When the controller's grammatical features and its semantic features diverge, languages must choose. British English allows "the team are winning" (semantic plural) alongside "the team is winning" (grammatical singular); American English strongly prefers the grammatical pattern. Russian feminine professional nouns ("vrach" = "doctor") traditionally took masculine agreement but increasingly take feminine when the referent is a woman. These collisions are diagnostic of agreement being a layered system, not a single rule.

Why do agreement errors persist in adult L2 learners?

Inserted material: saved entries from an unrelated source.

PR #539, opened 2018-01-31
types: tooltip.js typing and remove namespaces/declare module from po…

cwmoo740:
It's no longer best practice to use "declare module" and "declare namespace" in .d.ts files - they can export all of their types at the top level.

Closes issue https://github.com/FezVrasta/popper.js/issues/372

### DIFF
--- a/packages/popper/index.d.ts
+++ b/packages/popper/index.d.ts
@@ -5,128 +5,132 @@
 // This file only declares the public portions of the API.
 // It should not define internal pieces such as utils or modifier details.
 
-declare namespace Popper {
-  export type Position = 'top' | 'right' | 'bottom' | 'left';
+export type Position = 'top' | 'right' | 'bottom' | 'left';
 
-  export type Placement = 'auto-start'
-    | 'auto'
-    | 'auto-end'
-    | 'top-start'
-    | 'top'
-    | 'top-end'
-    | 'right-start'
-    | 'right'
-    | 'right-end'
-    | 'bottom-end'
-    | 'bottom'
-    | 'bottom-start'
-    | 'left-end'
-    | 'left'
-    | 'left-start';
+export type Placement = 'auto-start'
+  | 'auto'
+  | 'auto-end'
+  | 'top-start'
+  | 'top'
+  | 'top-end'
+  | 'right-start'
+  | 'right'
+  | 'right-end'
+  | 'bottom-end'
+  | 'bottom'
+  | 'bottom-start'
+  | 'left-end'
+  | 'left'
+  | 'left-start';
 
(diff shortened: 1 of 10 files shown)


FezVrasta:
Thanks, we had a lot of problems with TypeScript definitions, I'd really like to have some kind of CI test to make sure them work, any idea?

cwmoo740:
I can add some typescript sample files and integrate them into your build plan - it will check that code samples of using your component API compile correctly.

Should I do that in this pull request?

FezVrasta:
Yes please! 🤗

cwmoo740:
There are a few new files:

`packages/(popper|tooltip)/tests/types/typing-test.ts` have ts code that creates some objects and calls the public api to make sure it compiles. These are run as new posttest scripts for each of those two packages.

cwmoo740:
I'm not sure the CI issues are related to my changes. I can back out any non-typescript changes to the yarn.lock if necessary.

cwmoo740:
@FezVrasta is this pr ready to merge?

FezVrasta:
I think so, I'm going to hold on on it until I get back home next week tho, I don't have enough time to dedicate to this atm

cwmoo740:
@FezVrasta any updates?

FezVrasta:
It looks good to me, I guess I'm going to merge this hoping nobody will open issues later... eheh

cwmoo740:
Ping me and I'll help you deal with them too

adidahiya:
This is a breaking change in the typings, and it should be reverted. Previously, the _default export_ was a namespace which included types as members. Now, all the types are exported from the top-level of the module _next to_ the default export. Although this is better aesthetically and probably the right direction, it is a breaking change and cannot be done in the 1.x range of this library. It caused this issue downstream: https://github.com/palantir/blueprint/issues/2226

FezVrasta:
@cwmoo740 is there any way to export the namespace and keep the other changes?

adidahiya:
Yes, I think that should be possible. I'll try to put together a quick PR.

cwmoo740:
@adidahiya there's still no convention of following semver for typing - DefinitelyTyped clearly doesn't follow semver when making breaking changes by upgrading tsc versions, for example. Exporting an additional namespace that rolls up the types again is fine, but don't revert the typings to older syntax discouraged by typescript when you should probably upgrade your library instead.

adidahiya:
This isn't DefinitelyTyped. This is an NPM-published library that is depended on by other TypeScript libraries. Downstream consumers shouldn't be able to pick up a minor release and have it break their build -- it's as simple as that.

adidahiya:
I opened #584 to address this.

Agreement requires holding the controller's features in working memory across intervening words. The classic "attraction" error — "the keys to the cabinet is on the table" — happens to native speakers too, but L2 learners produce it at far higher rates. Long-distance agreement (across relative clauses, coordinated subjects, or scrambled word orders) is consistently among the last features to stabilise, and English speakers learning Spanish often fossilise gender errors on inanimate nouns ("la problema" instead of "el problema").

Do all languages have agreement?

No. Mandarin, Vietnamese, Thai, and most isolating languages have no agreement at all — verbs and adjectives are invariant. Indonesian and Malay have effectively none. Even within Indo-European, Persian has lost most adjectival agreement. The presence of agreement is a typological parameter, not a universal feature, and it tends to correlate with other markers of fusional or polysynthetic morphology.